Monday, April 11th, 2011
April 5, 2011
3 15.745′ N 43 20.639′ W
The Picton Castle and her crew have been slogging through the doldrums for close to a week now. The doldrums generally spread a few degrees on either side of the equator and can be characterized as an area of low pressure with high humidity, clouds, rain and squalls breaking up calm winds.

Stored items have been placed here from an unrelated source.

PR #276, opened 2016-08-05
Add pfVerticalNavigation directive.

jeff-phillips-18:
Directive for vertical navigation.

This sets up the nav bar header with the collapse button (hamburger)
and the application brand image (or text) as well as the vertical
navigation menu containing the navigation items.

This  directive supports primary, secondary, and tertiary
navigation with options to allow pinning of the secondary and
tertiary navigation menus as well as the option for persistent
secondary menus.

### DIFF
--- a/src/navigation/vertical-navigation-directive.js
+++ b/src/navigation/vertical-navigation-directive.js
@@ -1,0 +1,997 @@
+/**
+ * @ngdoc directive
+ * @name patternfly.navigation.directive:pfVerticalNavigation
+ *
+ * @description
+ *   Directive for vertical navigation. This sets up the nav bar header with the collapse button (hamburger) and the
+ *   application brand image (or text) as well as the vertical navigation bar containing the navigation items. This
+ *   directive supports primary, secondary, and tertiary navigation with options to allow pinning of the secondary and
+ *   tertiary navigation menus as well as the option for persistent secondary menus.
+ *   <br><br>
+ *   The remaining parts of the navbar header can be transcluded.
+ *   <br><br>
+ *   Tha navigation items are marked active based on the current location and the href value for the item. If not using
+ *   href's on the items to navigate, set update-active-items-on-click to "true".
+ *   <br><br>
+ *   This directive works in conjunction with the main content container if the 'container-pf-nav-pf-vertical' class
+ *   selector is added to the main content container.
+ *
+ * @param {string} brandSrc src for brand image
+ * @param {string} brandAlt  Text for product name when brand image is not available
+ * @param {boolean} hasSubMenus Flag if there are secondary and/or tertiary navigation items, default: true
+ * @param {boolean} persistentSecondary Flag to use persistent secondary menus, default: false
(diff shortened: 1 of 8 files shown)


jeff-phillips-18:
@dgutride @dtaylor113  Please review

Please try out the NG Docs for this and give me any usability thoughts. Due to the full page nature of vertical navigation, I had to take some liberties to be able to demo this in the NG Docs.

src/navigation/vertical-navigation-directive.js
```diff
@@ -0,0 +1,1006 @@
+/**
+ * @ngdoc directive
+ * @name patternfly.navigation.directive:pfVerticalNavigation
+ *
+ * @description
+ *   Directive for vertical navigation. This sets up the nav bar header with the collapse button (hamburger) and the
+ *   application brand image (or text) as well as the vertical navigation bar containing the navigation items. This
+ *   directive supports primary, secondary, and tertiary navigation with options to allow pinning of the secondary and
+ *   tertiary navigation menus as well as teh option for persistent secondary menus.
```
dgutride: teh option...

dgutride:
Pulled/locally - built and ran without issues.  One thought on the demo area - I like how it takes you in and out of that mode, but maybe a small bit of text explaining that they will be taken to a new window and can return from there could make it a little less jarring.  The top button once inside was very clear, though so it's pretty obvious how they can get back there.  One other option is to launch it in a new window (if that's possible) as long as we tell them we are doing that.  Just one spelling issue I saw in the help text.

jeff-phillips-18:
@dgutride I thought about launching a window but I'm unsure how to get that to work such that the files are served up for the new window. All the components are added via the ng-docs and I don't know how to make it available to a new window.

I'm not exactly sure what I could add for text to explain that the current content of the page will be hidden while in demo mode.

src/navigation/vertical-navigation-directive.js
jeff-phillips-18: Fixed, thanks!

jeff-phillips-18:
Updated to fix @dgutride issue (mis-spelling)

src/navigation/vertical-navigation-directive.js
```diff
@@ -0,0 +1,1006 @@
...
+                    }
+                  });
+                }
+              });
+            }
+          });
+        };
+
+        if (!$scope.updateActiveItemsOnClick) {
+          rootScope.$on( "$routeChangeSuccess", function (event, next, current) {
```
dgutride: This event should be disposed of when the directive is removed.

dtaylor113:
Going to test this out soon....

jeff-phillips-18:
Added call to remove route change listener on destroy (  @dgutride issue above )

jeff-phillips-18:
Added a blurb to forewarn about the content being covered and how to get back ( @dgutride @dtaylor113  comments ).
Moved styling into example.css

dgutride:
This looks good to me.

jeff-phillips-18:
@dtaylor113 Please re-review

dtaylor113:
LGTM

PR #277, opened 2016-08-09
update package.json

priley86:
* updates package.json with dependencies (so npm published distrubution is accurate) for [PTNFLY-1626](https://patternfly.atlassian.net/browse/PTNFLY-1626)
* add `.npmignore` to allow `dist` files in npm distribution
* add index.js to allow `Browserify` or CommonJS support. Noted [here](http://blog.npmjs.org/post/114584444410/using-angulars-new-improved-browserify-support)

### DIFF
--- a/package.json
+++ b/package.json
@@ -4,8 +4,17 @@
   "version": "3.8.1",
   "license": "Apache-2.0",
   "description": "Angular extension of the PatternFly project.",
+  "keywords": ["angular", "patternfly"],
+  "main": "index.js",
   "homepage": "https://github.com/patternfly/angular-patternfly",
-  "dependencies": {},
+  "dependencies": {
+    "angular": "1.3.0 - 1.5.*",
+    "angular-animate": "1.3.0 - 1.5.*",
+    "angular-sanitize": "1.3.0 - 1.5.*",
+    "angular-ui-bootstrap": "0.13.x",
+    "lodash": "3.x",
+    "patternfly": "~3.8.1"
+  },
   "devDependencies": {
     "express": "3.4.4",
     "grunt": "0.4.5",
--- a/.npmignore
+++ b/.npmignore
@@ -22,7 +22,6 @@ dist/docs/index.html
 
 
 /docs
-/dist
 node_modules
 npm-debug.log
 lib
--- a/index.js
+++ b/index.js
@@ -1,0 +1,8 @@
+require('angular');
+require('angular-animate');
+require('angular-sanitize');
+require('angular-ui-bootstrap');
+require('lodash');
+require('../patternfly/dist/js/patternfly.min');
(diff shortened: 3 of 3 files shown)


priley86:
@dgutride @dlabrecq @jeff-phillips-18 please take a look

package.json
```diff
@@ -4,8 +4,17 @@
...
+  "keywords": ["angular", "patternfly"],
+  "main": "index.js",
   "homepage": "https://github.com/patternfly/angular-patternfly",
-  "dependencies": {},
+  "dependencies": {
+    "angular": "1.3.0 - 1.5.*",
+    "angular-animate": "1.3.0 - 1.5.*",
+    "angular-sanitize": "1.3.0 - 1.5.*",
+    "angular-ui-bootstrap": "0.13.x",
+    "lodash": "3.x",
```
dtaylor113: Hmm...there was some talk a while ago about consumers not wanting to be required to use lodash.  At the time we coded some functions to test to see if lodash was installed, if not, do the function in plain angularjs.

priley86: @dtaylor113 i'm not positive, but I believe angular-p.f. still depends on Lodash. @dlabrecq can you confirm?

jeff-phillips-18:
Agreed, the strategy was to not require lodash. Hopefully nothing was added to make it a requirement.

package.json
dlabrecq: I see lodash in bower.json.

priley86:
i've updated `index.js` and added a simple example of using angular-patternfly with Browserify [here](https://github.com/priley86/angular-browserify)

package.json
priley86: It appears Lodash is still in use. I see references to `._remove`, `_.findWhere` and `_.find` which are not scoped like the references to `_.merge` which check for `angular.merge` first.

I think we should address this in a separate PR.

dtaylor113: @priley86 Ok on addressing that in a separate PR.  Please create a JIRA story for this issue.

priley86: Sure! I've created [PTNFLY-1711](https://patternfly.atlassian.net/browse/PTNFLY-1711) to address this. Let me know if this works.

priley86:
any more thoughts here ?

jeff-phillips-18:
I'm OK with this then.

priley86:
@jeff-phillips-18 @dtaylor113  I'm happy to make these updates for lodash in a future PR. Just didn't want to conflate it.

priley86:
@jeff-phillips-18 @dtaylor113 ok to merge?

dtaylor113:
I'm ok with this as well.  The lodash requirement would only be for the npm only install, correct?  If so, then this won't break any existing customers ('cause angular-pf doesn't have an npm yet :-)

PR #278, opened 2016-08-10
Locked version of net-ssh due to deploy failure for OpenShift.

dlabrecq:
This is the same issue we recently encountered with pf.org.


priley86:
👍  good find and happy to see this fix merged

dgutride:
Looks good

The term itself is derived from an old English word meaning dull and was most frequently used by the mariners of the time who feared they would get stuck in these equatorial latitudes. Luckily for us we have our hefty diesel engine which we can fire up if the winds continue to evade us. However what we have experienced could not, in good faith, be called an area of calm winds. To be certain there have been moments where the wind dies down to nothing more than a breath and the jibs, spanker and staysails flog in protest until we strike them. But there have been far more moments where the wind throws a mighty temper tantrum and the crew must immediately rush to take in and furl the royals and the topgallants. An engineless vessel could esily get stuck for three weeks trying to cross the doldrums.
For days the ship has been tossing on large white-crested seas and the horizon has appeared as a continuous line of squalls. When the rains do come, whether in short sputtering bursts or heavy prolonged showers, they quickly put an end to the majority of the projects on deck. When a squall gets close, its’ put down tools and take in flying jib, spanker and maybe the royals then up and stow! Watch your helm and maybe run her off. It is the watch officers most important job to watch out for squalls. Our crew is fast to adapt though and ship is still a hum of activity.
The sailmaking team of Joani, Taia and Tammy have set up their sails in the salon and are busy sewing grommets and seaming. The carpenter team of Jan and Niko have been working in the carpenter’s shop or in the hold. WT (Bosun) and Pania (Bosun’s Mate) have been cleaning the boats and garbage cans and scrubbing the decks –the rain greatly aiding their efforts. Chris, Fred and Cody are, of course, safe from the squalls painting and maintaining in the warmth of the engine room. Many of the daymen, including Nadja, Meredith, Brad and Shawn have been reassigned to watches for the time being, to augment the numbers to make for snappy sail-handling.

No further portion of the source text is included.